- First volume cover
- Genre: Girls with guns
- Written by: Tooru Fujisawa
- Published by: Kodansha
- English publisher: NA: Tokyopop;
- Magazine: Young Magazine Uppers
- Original run: 2002 – 2003
- Volumes: 4

= Rose Hip Rose =

Japanese manga series

Rose Hip Rose is a Japanese manga series written and illustrated by Tooru Fujisawa. It was serialized in Kodansha's Young Magazine Uppers from 2002 until its discontinuation in October 2004. The story would continue with the new name, Magnum Rose Hip, on the page of Shōnen Magazine. A prequel to the series, Rose Hip Zero, was published in 2005–2006. Rose Hip Rose's first volume was released in English by Tokyopop on March 12, 2008, after Rose Hip Zero had been published.

The series primarily follows Kasumi Asakura, a.k.a. Rose Hip. An amnesiac teenage high school girl, she blends in with the local high school population while fighting off criminals and terrorists with her amazing martial arts and firearms skills.

==Plot==
The manga tells the story of a high school kid named Shouhei Aiba, who mysteriously bumped into a nerdy high school female named Kasumi Asakura. At first, Shouhei thinks that Kasumi was being strange for her acrobatic skills and ability to tell different people from the crowd.

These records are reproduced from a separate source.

PR #821, opened 2022-03-08
Add support for Arm based images in OCI

shyamradhakrishnan:
This PR has the necessary changes to build Arm based images on Oracle Cloud Infrastructure.

**Additional context**

### DIFF
--- a/images/capi/ansible/roles/node/meta/main.yml
+++ b/images/capi/ansible/roles/node/meta/main.yml
@@ -21,6 +21,12 @@ dependencies:
 
   - role: setup
     vars:
+      rpms: "{{ common_rpms }}"
+      debs: "{{ common_debs }}"
+    when: packer_builder_type == "oracle-oci" and ansible_architecture == "aarch64"
+
+  - role: setup
+    vars:
       rpms: "{{ ( common_photon_rpms + lookup('vars', 'common_' + build_target + '_photon_rpms') ) if ansible_os_family == 'VMware Photon OS' else ( ( common_rpms + rh7_rpms + lookup('vars', 'common_' + build_target + '_rpms') ) if (ansible_os_family == 'RedHat' and ansible_distribution_major_version == '7') else ( common_rpms + rh8_rpms + lookup('vars', 'common_' + build_target + '_rpms') ) ) }}"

Later on, Shouhei discovers that Kasumi is actually an anti-terrorist specialist named Rose Hip. Rose Hip, lately, was ordered to engage a right-wing terrorist group led by a man whose codename is Goat. The two soon get wind of his plot to overthrow the elected Japanese government by taking hostages at the Tokyo Metropolitan Government Building and destroying it with explosives.

==Characters==
===Main===
- Kasumi Asakura
 A 17-year-old high school student with a severe case of amnesia, she was trained at a young age after going through surgery as an assassin. She is known as No Murder Angel for using rubber bullets in her firearms.
- Shouhei Aiba
 A local high school student, he gets tangled up with recent attacks on civilians in Tokyo by armed men and the later plot to bomb the Tokyo Metropolitan Government Building.
- Natsuki Toutera
 Kasumi's old ASALLT friend was when the two were being indoctrinated as child soldiers. She had transferred to Shouhei's high school to meet with Kasumi and teamed up with her to fight against Goat and his posse in the Tokyo Metropolitan Government Building crisis.

===Supporting===
- Bob
 He is Kasumi's ASALLT handler. Bob has links with the police force and uses the link to have Kasumi assist them in any way he can.
- Maruyama
 Kasumi's comrade in ASALLT. He was earlier involved in an operation to arrest Goat during a sting operation.
- Goat
 Nothing is known about him. He is a right-wing criminal and terrorist, believed to be taking orders from a teenage person named Kirito. Goat specializes in using involuntary hypnosis to either assassinate certain people or use them to make himself heard. He is also an explosives and close quarters combat expert as well.
 He died in an explosion that took him and Kasumi out after being tied up near some explosives that he took to the Tokyo Metropolitan Government Building.
- Kirito
Nothing is also known about him. Aside from being Goat's handler, he has a rose tattoo on his left hand. Kirito also sports white hair. Like Goat, he is an expert in involuntary hypnosis.
 Kasumi remembers meeting Kirito before, although she did not have the chance to speak with him. This indicates that she and Kirito had undergone the same assassin training that the two teenagers had undergone.